---- Recorded data

PR #1777, opened 2019-01-04
Validate password method on auth service

deejes:
1. Adds a validatePassword password method to AuthService, which in turn calls Password.validatePassword
2. Adds a passwordErrorMessage to the Password model, which should be updated if/when password requirements change.
3. Removes frontEnd password validation, and validatePassword is called by updatePassword when there is an attempt to set a new password.
4. Makes validate password available through the auth service, creating a single source of truth for front end validation to rely and call upon.
5. Fixes styling issues in a number of files.

Next steps would be to go through the system and remove password validation on the front end, and call the validatePassword method on auth service instead.

### DIFF
--- a/src/foam/nanos/auth/AuthService.js
+++ b/src/foam/nanos/auth/AuthService.js
@@ -111,8 +111,7 @@ foam.INTERFACE({
     },
     {
       name: 'validatePassword',
-      javaReturns: 'boolean',
-      swiftReturns: 'Bool',
+      javaThrows: [ 'java.lang.RuntimeException' ],
       swiftThrows: true,
       args: [
         {
--- a/src/foam/nanos/auth/AuthService.js
+++ b/src/foam/nanos/auth/AuthService.js
@@ -110,6 +110,18 @@ foam.INTERFACE({
       ]
     },
     {
+      name: 'validatePassword',
+      javaReturns: 'boolean',
+      swiftReturns: 'Bool',
+      swiftThrows: true,
+      args: [
+        {
+          name: 'potentialPassword',
+          javaType: 'String',
+        }
+      ]
+    },
+    {
       name: 'checkUser',
       javaReturns: 'boolean',
       swiftReturns: 'Bool',
--- a/src/foam/nanos/auth/ChangePasswordView.js
+++ b/src/foam/nanos/auth/ChangePasswordView.js
@@ -139,13 +139,9 @@ foam.CLASS({
   `,
 
   messages: [
-    { name: 'noSpaces', message: 'Password cannot contain spaces' },
-    { name: 'noNumbers', message: 'Password must have one numeric character' },
-    { name: 'noSpecial', message: 'Password must not contain: !@#$%^&*()_+' },
     { name: 'emptyOriginal', message: 'Please enter your original password'},
     { name: 'emptyPassword', message: 'Please enter your new password' },
     { name: 'emptyConfirmation', message: 'Please re-enter your new password' },
-    { name: 'invalidLength', message: 'Password must be 7-32 characters long' },
     { name: 'passwordMismatch', message: 'Passwords do not match' },
     { name: 'passwordSuccess', message: 'Password successfully updated' }
   ],
--- a/src/foam/nanos/auth/ChangePasswordView.js
+++ b/src/foam/nanos/auth/ChangePasswordView.js
@@ -205,33 +205,13 @@ foam.CLASS({
           return;
         }
 
-        // validate new password
+        // check if new password entered
         if ( ! this.newPassword ) {
           this.add(this.NotificationMessage.create({ message: this.emptyPassword, type: 'error' }));
           return;
         }
 
-        if ( this.newPassword.includes(' ') ) {
-          this.add(this.NotificationMessage.create({ message: this.noSpaces, type: 'error' }));
-          return;
-        }
-
-        if ( this.newPassword.length < 7 || this.newPassword.length > 32 ) {
-          this.add(this.NotificationMessage.create({ message: this.invalidLength, type: 'error' }));
-          return;
-        }
-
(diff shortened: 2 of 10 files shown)


src/foam/nanos/auth/AuthService.js
```diff
@@ -109,6 +109,18 @@ foam.INTERFACE({
         }
       ]
     },
+    {
+      name: 'validatePassword',
```
kgrgreer, line 113: How do you know what's wrong with the password if it doesn't like it? An Exception (which is reasonable)? But if that's the case, then we don't really need a return value do we? Validity as implied but just returning without an exception.

src/foam/nanos/auth/ChangePasswordView.js
```diff
@@ -205,33 +201,13 @@ foam.CLASS({
...
-          return;
-        }
-
-        if ( /[^a-zA-Z0-9]/.test(this.newPassword) ) {
-          this.add(self.NotificationMessage.create({ message: this.noSpecial, type: 'error' }));
-          return;
-        }
-
-        // check if confirmation entered
+        // check if new password confirmation entered
```
kgrgreer, line 210: I think we should get the message from the password validator (via Exception?). Internationalization is going to be a pain, but we can worry about that later.

src/foam/nanos/auth/UserAndGroupAuthService.java
```diff
@@ -277,6 +274,10 @@ public boolean check(foam.core.X x, String permission) {
     return checkPermission(x, new AuthPermission(permission));
   }
 
+  public boolean validatePassword( String newPassword) {
+    return Password.isValid(newPassword);
```
kgrgreer: I think that the validation should be here directly, not in Password.

src/foam/nanos/auth/UserAndGroupAuthService.java
```diff
@@ -316,21 +317,8 @@ public User updatePassword(foam.core.X x, String oldPassword, String newPassword
...
-      throw new RuntimeException("Password must have one capital letter");
-    }
-
-    if ( ! newPassword.matches(".*\\d+.*") ) {
-      throw new RuntimeException("Password must have one numeric character");
-    }
-
-    if ( alphanumeric.matcher(newPassword).matches() ) {
-      throw new RuntimeException("Password must not contain: !@#$%^&*()_+");
+    if (! validatePassword(newPassword)) {
```
kgrgreer: Proper FOAM spacing:
if ( ! validatePassword(newPassword) ) {

src/foam/nanos/auth/resetPassword/ResendView.js
```diff
@@ -92,11 +92,11 @@ foam.CLASS({
   ],
 
   messages: [
-    { name: 'Instructions', message: "We've sent the instructions to your email. Please check your inbox to continue."}
+    { name: 'Instructions', message: 'We\'ve sent the instructions to your email. Please check your inbox to continue.'}
```
kgrgreer: The style guideline isn't to always use single-quotes, it's to use single quotes by default, unless it makes sense to use double quotes for reasons like avoiding escaping strings which include single-quotes.

src/foam/nanos/auth/UserAndGroupAuthService.java
deejes: If we put the validation here, won't it still be the case that there will be two places where we define what appropriate validation is (Password and here)? 
I'm fine with putting the validation here, just trying to understand why its a better choice.
The Password  model seems like a more intuitive place to put the rule, and we can always still overwrite this function to put custom rules in place.

src/foam/nanos/auth/UserAndGroupAuthService.java
deejes: Resolved.

src/foam/nanos/auth/resetPassword/ResendView.js
deejes: Resolved.

src/foam/nanos/auth/UserAndGroupAuthService.java
deejes: For documentation - spoke with kgrgreer offline, and it was decided to put the rule here and make Password call this function instead of hard coding it there. This file will be the source of truth for password validation, and will be the isValid method of Password will be rewritten to call this function instead of the other way around.

jlhughes:
So how does this work with password create/edit where we show strength indicators and where I would expect to apply patterns so I simply cannot enter an invalid password.

src/foam/nanos/auth/ChangePasswordView.js
deejes: Just to confirm that I understand - are you talking about a particular one of these messages or all of them?

Currently, the authService only receives the old password and the new password. 
The check that the new password and the confirmation match is currently only on the front end. 

To move all messages to the service would require that we pass everything to the service, and perform all the checks there. 

I think it's probably cleaner to move all messages and logic to the service.

@kgrgreer

deejes:
Strength indicators are only on the front end, so this shouldn’t change anything on with respect to those. The issue this is trying to resolve is the front end password validation littered across the views. 

We can however now add the strength indicator validation to the service and remove the validation part from the front end.

src/foam/nanos/auth/AuthService.js
deejes: Done .

src/foam/nanos/auth/ChangePasswordView.js
jlhughes: Services - yes all password validation/reset/change and subsequent messaging should reside service side.  Consider and LDAPAuthService - this validation would be occurring in the LDAP server.

deejes: Noted and issue created.

PR #1779, opened 2019-01-07
Fix bug where popup background covers popup in Safari

TW80000:
In Safari, the popup overlay for a certain modal doesn't work in Ablii, see here:

The background is covering the rest of the modal, meaning it can't be interacted with.

I looked up the issue and found a fix that works from [this Stack Overflow thread](https://stackoverflow.com/a/40896165/2512768), although I couldn't actually tell you why it fixes the problem unfortunately.

Necessary for https://github.com/nanoPayinc/NANOPAY/issues/5551

### DIFF
--- a/src/foam/u2/dialog/Popup.js
+++ b/src/foam/u2/dialog/Popup.js
@@ -60,6 +60,12 @@ foam.CLASS({
     }
     ^inner {
       z-index: 3;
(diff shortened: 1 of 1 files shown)


TW80000:
Closing because this isn't happening anymore, even without the changes in this PR. Recently the code that adds the popup to the view changed where it gets added, which must have fixed the issue.

PR #1781, opened 2019-01-08
Fix object cloning

### LINKED ISSUE #1780: Cloning objects in JavaScript doesn't actually clone, just returns reference

TW80000:
Closes #1780 

@Henry0422 and I ran into an issue where cloning a Menu and setting a property on the view on the handler of the menu (a property on a twice-nested object) was also setting the value on the original Menu that we cloned, meaning it wasn't a true clone. 

That lead us to look into it and found that the existing clone method for objects just returns the object to be cloned, which obviously doesn't clone it.

This PR adds an implementation that should work for true deep cloning at arbitrary levels of nesting since it gets called recursively for nested objects, but only with support for the types that stdlib recognizes.

### DIFF
--- a/src/foam/core/stdlib.js
+++ b/src/foam/core/stdlib.js
@@ -777,7 +777,7 @@ foam.LIB({
     function clone(o) {
       const newObj = {};
 
-      for ( let key in o ) {
+      for ( var key in o ) {
         if ( o.hasOwnProperty(key) ) {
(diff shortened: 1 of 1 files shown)


lchanmann:
@TW80000, it seems like this change break some tests https://travis-ci.org/foam-framework/foam2/jobs/482013531.

PR #1869, opened 2019-02-04
Refactor auth web agent with boot context

deejes:
Background info in pr #1845


src/foam/nanos/auth/AgentAuthService.js
```diff
@@ -42,6 +42,32 @@ foam.INTERFACE({
...
+      ],
+      swiftThrows: true,
+      args: [
+        {
+          name: 'x',
+          javaType: 'foam.core.X',
+          swiftType: 'Context'
+        },
+        {
+          name: 'agent',
```
kgrgreer, line 58: I would like better names for agent and entity.

src/foam/nanos/auth/AgentUserAuthService.java
```diff
@@ -100,6 +87,46 @@ public User actAs(X x, User entity) throws AuthenticationException {
...
+
+      if ( ! group.getEnabled() ) {
+        throw new AuthorizationException("Entity' group must be enabled.");
+      }
+
+      /*
+      Finds the UserUserJunction object to see if user can act as the passed in user.
+      Source (agent) users are permitted to act as target (entity) users, not vice versa.
+      */
+      UserUserJunction permissionJunction = (UserUserJunction) agentJunctionDAO_.find(AND(
```
kgrgreer, line 106: Isn't there a method on the relationship or in the object to access the junction more conveniently?

src/foam/nanos/auth/AgentAuthService.js
deejes: So would I, but I think that's a different issue than what's being addressed here.

src/foam/nanos/auth/AgentUserAuthService.java
deejes: No, I don't think there is.

src/foam/nanos/auth/AgentAuthService.js
```diff
@@ -42,6 +42,32 @@ foam.INTERFACE({
         }
       ]
     },
+    {
+      name: 'canActAs',
+      documentation: `Returns a boolean indicating whether the provided agent has adequate permission to actAs the provided entity.`,
+      javaReturns: 'boolean',
+      swiftReturns: 'Bool',
+      javaThrows: [
```
TW80000: Your implementation doesn't throw either of these. It catches any exception thrown, logs it, and returns false.

src/foam/nanos/auth/AgentUserAuthService.java
```diff
@@ -100,6 +87,46 @@ public User actAs(X x, User entity) throws AuthenticationException {
...
+  public boolean canActAs(X x, User agent, User entity) {
+    try {
+      Group group = (Group) groupDAO_.find(entity.getGroup());
+
+      if ( group == null ) {
+        throw new AuthorizationException("Entity must exist within a group.");
+      }
+
+      if ( ! group.getEnabled() ) {
+        throw new AuthorizationException("Entity' group must be enabled.");
```
TW80000: Typo: Entity' -> Entity's

src/foam/nanos/http/AuthWebAgent.java
```diff
@@ -169,7 +171,15 @@ public Session authenticate(X x) {
           .put(HttpServletRequest.class,  req)
           .put(HttpServletResponse.class, resp), email, password);
 
-        if ( user != null ) return session;
+        if ( user != null ) {
+          if ( ! SafetyUtil.isEmpty(actAs) ) {
+            AgentAuthService agentService = (AgentAuthService) x.get("agentAuth");
+            DAO localUserDAO = (DAO) x.get("localUserDAO");
+            User entity = (User) localUserDAO.find(Long.parseLong(actAs));
```
TW80000: Could this throw an exception if I put `&actAs=string` in the query instead of a valid long? Should we catch an handle that by throwing a descriptive error message?

deejes: YES!

src/foam/nanos/auth/AgentAuthService.js
kgrgreer: I don't think so. Name discussion is a suitable topic for code reviews.

src/foam/nanos/auth/AgentUserAuthService.java
kgrgreer: I think you could do something like:
 agent.getEntities().getJunctionDAO().find(entity.getId())
or maybe just:
 agent.getEntities().getJunctionDAO().find(entity)

Which is shorter and doesn't require you know the junction key or the method of joining with agent.

src/foam/nanos/http/AuthWebAgent.java
deejes: Have addressed this, but not comprehensively from a DIG point of view. Have created a different task for that.

src/foam/nanos/auth/AgentAuthService.js
deejes: Discussed offline. Name changes will be addressed in a different PR.

src/foam/nanos/auth/AgentUserAuthService.java
deejes: We're trying to the junction object, and not the entity - it has a status and a group associated with it that we need to check and assign respectively.

deejes: Is there a way to do that through relationships?

src/foam/nanos/http/AuthWebAgent.java
deejes: So Joel and I talked about this, I fixed this locally, but it still doesn't write the appropriate message to an api consumer. Going to address that in a different pr.

src/foam/nanos/auth/AgentUserAuthService.java
kgrgreer: agent.getEntities().getJunctionDAO() gets the JunctionDAO, which contains the junctions.

src/foam/nanos/http/AuthWebAgent.java
```diff
@@ -169,7 +171,20 @@ public Session authenticate(X x) {
...
-        if ( user != null ) return session;
+        if ( user != null ) {
+          if ( ! SafetyUtil.isEmpty(actAs) ) {
+            AgentAuthService agentService = (AgentAuthService) x.get("agentAuth");
+            DAO localUserDAO = (DAO) x.get("localUserDAO");
+            try {
+              User entity = (User) localUserDAO.find(Long.parseLong(actAs));
+              agentService.actAs(session.getContext(), entity);
+            } catch (java.lang.NumberFormatException e) {
+              logger.error("actAs must be a number:" + e);
```
kgrgreer, line 182: Can't we support email as well, since that's what user use to login, not their userId.

src/foam/nanos/auth/AgentUserAuthService.java
deejes: sure, but then the rest of the query will be the same right? Happy to change if you'd like, but doesn't seem super consequential to me. If anything, the way it is might be marginally faster? Let me know either way.

src/foam/nanos/http/AuthWebAgent.java
deejes: That should work, but it would have to be the email of the business, and in order to look that up they would (I think) need the id anyway. Also, there may be a business and a user with the same email ID, which might be confusing.

Otherwise the way it works in the gui is they are shown a list of businesses they can actAs when they sign in, and pick one. We should have a call for them to get a similar list of businesses, but after that I think id as the identifier still makes sense to me.

TW80000: > Can't we support email as well, since that's what user use to login, not their userId.

@kgrgreer Correct, but you don't use an email to choose which business to act as.

src/foam/nanos/auth/AgentUserAuthService.java
```diff
@@ -63,10 +63,9 @@ public User actAs(X x, User entity) throws AuthenticationException {
       Finds the UserUserJunction object to see if user can act as the passed in user.
       Source (agent) users are permitted to act as target (entity) users, not vice versa.
     */
-    UserUserJunction permissionJunction = (UserUserJunction) agentJunctionDAO_.find(AND(
-      EQ(UserUserJunction.SOURCE_ID, agent.getId()),
-      EQ(UserUserJunction.TARGET_ID, user.getId())
-    ));
+    UserUserJunction permissionJunction = (UserUserJunction) agentJunctionDAO_.find(
+        EQ(UserUserJunction.TARGET_ID, entity.getId())
```
TW80000: Was checking `sourceId` actually redundant? I don't think it was. `agentJunctionDAO` is just an EasyDAO, there's nothing special about it afaict that would be inferring the source id based on the user making the call.

Looking into that also made me realize there's no security on `agentJunctionDAO` at the moment. We've refined `UserUserJunction` to implement the `Authorizable` interface, but we don't actually have an `AuthorizationDAO` decorating the `agentJunctionDAO` to call those methods. So we should add an `AuthorizationDAO` to `agentJunctionDAO`.

All that being said though, I could be wrong or missing something. Did you test this? It seems to me that it'll just return the first junction with a matching targetId, which won't necessarily give you the one you want.

kgrgreer: You're right. The other relationship DAO's pre-join the DAO, but I see that the Junction DAO doesn't (but probably should). Please revert. sorry

deejes: Great catch @TW80000, thanks for following up.

Made the change, but can't test on up to date branches till the foam/np conflict is fixed.

PR #1870, opened 2019-02-04
dig web agent

smirnovaka:
output correct obj


jlhughes:
Will be addressed by Minsun.

PR #1871, opened 2019-02-04
deleted aware DAO fix

shreymahendru:


jlhughes:
What exactly is the ‘fix’?

src/foam/nanos/auth/DeletedAwareDAO.java
```diff
@@ -0,0 +1,110 @@
...
+
+  @Override
+  public void removeAll_(X x, long skip, long limit, Comparator order, Predicate predicate) {
+    getDelegate().select_(x, new RemoveSink(x, this), skip, limit, order, predicate);
+  }
+
+  private boolean canReadDeleted(X x, FObject obj) {
+
+    String deletePermission;
+    if(name_ == null) {
```
jlhughes: @shreymahendru this can be done in the constructor (I believe). ProxyDAOs should have an 'of' property with the model.

src/foam/nanos/auth/DeletedAwareDAO.java
```diff
@@ -0,0 +1,110 @@
+package foam.nanos.auth;
+
+import foam.core.FObject;
+import foam.core.X;
+import foam.dao.*;
+import foam.mlang.order.Comparator;
+import foam.mlang.predicate.Predicate;
+
+/*
```
kgrgreer: If you comment this with /** instead of /* then the comments will be included in the javadocs.

src/foam/nanos/auth/DeletedAwareDAO.java
kgrgreer: Spacing should be:
if ( name_ == null ) {

src/foam/nanos/auth/DeletedAwareDAO.java
```diff
@@ -0,0 +1,110 @@
...
+    String deletePermission;
+    if(name_ == null) {
+      String of = obj.getClass().getSimpleName().toLowerCase();
+      deletePermission = of + ".read.deleted";
+    } else {
+      deletePermission =  name_ + ".read.deleted";
+    }
+
+
+    if( obj instanceof DeletedAware
```
kgrgreer: add space after if

src/foam/nanos/auth/DeletedAwareDAO.java
```diff
@@ -0,0 +1,110 @@
...
+    Sink deletedAwareSink = new DeletedAwareSink(x, sink);
+    getDelegate().select_(x, deletedAwareSink, skip, limit, order, predicate);
+
+    return sink;
+  }
+
+  @Override
+  public FObject remove_(X x, FObject obj) {
+
+    if ( obj instanceof DeletedAware ) {
```
kgrgreer, line 78: Won't this always be the case?

src/foam/nanos/auth/DeletedAwareDAO.java
```diff
@@ -0,0 +1,110 @@
...
+
+    return obj;
+  }
+
+  @Override
+  public void removeAll_(X x, long skip, long limit, Comparator order, Predicate predicate) {
+    getDelegate().select_(x, new RemoveSink(x, this), skip, limit, order, predicate);
+  }
+
+  private boolean canReadDeleted(X x, FObject obj) {
```
kgrgreer: Making methods private makes them more difficult to test.

kgrgreer: This can be done once in removeAll() or remove rather than for each object. Then just apply the extra where() or not rather than having to check for each object.

src/foam/nanos/auth/DeletedAwareDAO.java
shreymahendru: 👍

src/foam/nanos/auth/DeletedAwareDAO.java
shreymahendru: Most likely. But this is just a defensive check. Also acts as a null check cause calling `instanceof` on a `null` obj returns false.

src/foam/nanos/auth/DeletedAwareDAO.java
shreymahendru: This method is applied to the find function and select's decorated Sink; where it checks if the user can read a deleted obj. Example: if this obj is deleted, but the user still gets it back when find/select is called, with the `deleted` prop on the obj as `true`.
This is not checking if the user can remove an obj or not. That shouldn't be this decorator's responsibility, in my opinion.

shreymahendru: 👍

src/foam/nanos/auth/DeletedAwareDAO.java
```diff
@@ -0,0 +1,102 @@
...
+  private String name_;
+
+  private class DeletedAwareSink extends ProxySink {
+
+    public DeletedAwareSink(X x, Sink delegate) {
+      super(x, delegate);
+    }
+
+    @Override
+    public void put(Object obj, foam.core.Detachable sub) {
```
jlhughes, line 37: put should return an FObject.

jlhughes (changes requested):

jlhughes (approved):

lchanmann:
@shreymahendru why can't we extend on the JS file instead of manually converting it to Java? Can you also add tests that illustrate the issues leading to this fix?

src/foam/nanos/auth/DeletedAwareDAO.java
```diff
@@ -0,0 +1,102 @@
...
+      return obj;
+    }
+
+    return null;
+  }
+
+  @Override
+  public Sink select_(X x, Sink sink, long skip, long limit, Comparator order, Predicate predicate) {
+    Sink deletedAwareSink = new DeletedAwareSink(x, sink);
+    getDelegate().select_(x, deletedAwareSink, skip, limit, order, predicate);
```
jlhughes, line 70: Change this to something like:
```
      AuthService authService = (AuthService) getX().get("auth");
      if ( authService.check(x, deletePermission) ) {
        getDelegate().select_(x, sink, skip, limit, order, predicate);
      } else {
        getDelegate()
          .where(EQ(getOf().getClassInfo().getAxiomByName("deleted"), false)) //<-- I think, could also test for this as a replacement for the obj instanceof DeletedAware. 
          .select_(x, sink, skip, limit, order, predicate);
      } 


```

--------

### [To do]
Everything in the material above from the line that has "4. Makes validate" through the line that has "javaThrows: [ 'java.lang.RuntimeException'" must be duplicated exactly, with no other lines given.

### [Answer]
4. Makes validate password available through the auth service, creating a single source of truth for front end validation to rely and call upon.
5. Fixes styling issues in a number of files.

Next steps would be to go through the system and remove password validation on the front end, and call the validatePassword method on auth service instead.

### DIFF
--- a/src/foam/nanos/auth/AuthService.js
+++ b/src/foam/nanos/auth/AuthService.js
@@ -111,8 +111,7 @@ foam.INTERFACE({
     },
     {
       name: 'validatePassword',
-      javaReturns: 'boolean',
-      swiftReturns: 'Bool',
+      javaThrows: [ 'java.lang.RuntimeException' ],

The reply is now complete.